I have to find the best possible algorithm(complexity) for my task.
Input: indexes first, last and array
Output: sum of integers in the same array after being sorted between positions first and last.
Numbers in array are different(can be negative)!
For example: Input: first = 3, last = 7, array = {5,4,2,6,8,9,0,-1,3}
Output: 26(3+4+5+6+8)
What I've tried =>
We can easily sort array and just calculate it, it will be O(nlogn)
We can count differences between number of elements in array and our indexes first and last and choose counted number of maximum elements or minimum and remove from our actual sum of the array.
For example: count sum of (n-last) maximum integers and then count sum of (first - 0) minimum integers and subtract from our actual sum, however it will not always be good idea, because finding this number of maximum or minimum integers in array can be expensive. Of course I can easily make some improvements such as calculate when it is better to take sum of (n-last) maximum numbers or only (last) maximum numbers.

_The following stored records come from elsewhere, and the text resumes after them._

PR #1208, opened 2022-02-25
Move web services link out of show tools to a button

hackartisan:
Moves the web services link to give it visual symmetry with the download button, since they serve similar use cases (namely, using the data).

It also updates the web services modal to remove a trailing line separator.

### Upgrade notes
If you take no action (on an unmodified geoblacklight instance) you will have both web services links. To remove the link from the tool versions and keep the new button working:
* In your app's catalog controller
   * Remove the line beginning `config.add_show_tools_partial :web_services`
   * Add a small controller action to keep the web services modal working. This code was previously generated as part of blacklight's `add_show_tools_partial` functionality. The method you need can be copied from the updated catalog controller template and is called `web_services`.

#### Button
Screen Shot 2022-02-25 at 9 56 51 AM
Screen Shot 2022-02-25 at 9 57 06 AM

#### Modal before

Screen Shot 2022-02-25 at 9 29 02 AM

#### Modal after

Screen Shot 2022-02-25 at 9 28 00 AM

### DIFF
--- a/app/assets/stylesheets/geoblacklight/modules/downloads.scss
+++ b/app/assets/stylesheets/geoblacklight/modules/downloads.scss
@@ -1,4 +1,4 @@
-// Styling for Download dropdown button
+// Styling for Download and Web services buttons
 .sidebar-btn {
   width: 100%;
 
@@ -7,7 +7,8 @@
   }
 }
 
-.downloads-sidebar {
+/* match bottom margin on tools card */
+.downloads-sidebar, .web-services-sidebar {
   margin-bottom: 20px;
 }
 
--- a/app/assets/stylesheets/geoblacklight/modules/downloads.scss
+++ b/app/assets/stylesheets/geoblacklight/modules/downloads.scss
@@ -8,8 +8,12 @@
 }
 
 /* match bottom margin on tools card */
-.downloads-sidebar, .web-services-sidebar {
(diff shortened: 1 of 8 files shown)


ewlarson (approved):
I like this look and it works well.

The only downside to this approach is `web_services` would no longer support Blacklight's catalog_controller config mechanics: ex. `config.add_show_tools_partial` or `config.show.document_actions.delete`

But... I can't imagine why someone implementing GBL wouldn't want these on by default anyway. I think this is good to ship until we revisit this as a view_component sometime in the future.

hackartisan:
@ewlarson that's interesting. The downloads also don't support that kind of configuration, right? Would we want that to, as well?

ewlarson:
I honestly vacillate between liking the catalog_controller config setup and thinking it's just wacky for a controller to do so much. My comment above is mostly a reminder to future "us" that we chose this path consciously.

I appreciate keeping things configurable as it provides the most flexibility for everyone, but I think we'll need to revisit a lot of our GBL html views in GBL v5 (BL v8) as view_components and that's the best opportunity to really rethink our feature implementations and how they fit in BL's config tooling.

I think we ship this as it stands. I vote to 🚢

hackartisan:
@kgjenkins In the before image there is an extra line at the bottom.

What am I asking for is whether there is better solution to this problem then solving some equations and making huge amount of if's to improve it.
2 Answers 2
Take a look at the std::nth_element algorithm, which separates "first N" from "elements past N" without doing the extra work of sorting inside the two partitions.
For your purposes, you'll need to call nth_element twice. The second call will be on one of the partitions created in the first step, not the whole array. At the end, you'll have three partitions:
- Elements less than those you need
- Elements you need
- Elements greater than those you need
and it typically does this in linear time, although worst-case is still O(N lg N)
-
This is an awesome approach. The benchmarks back it up as well.Joseph Wood– Joseph Wood04/01/2018 23:55:45Commented Apr 1, 2018 at 23:55
Here is an approach that is faster than the proposed solution by the OP. Though not as elegant or general as the excellent solution provided by @BenVoigt, it is almost as fast.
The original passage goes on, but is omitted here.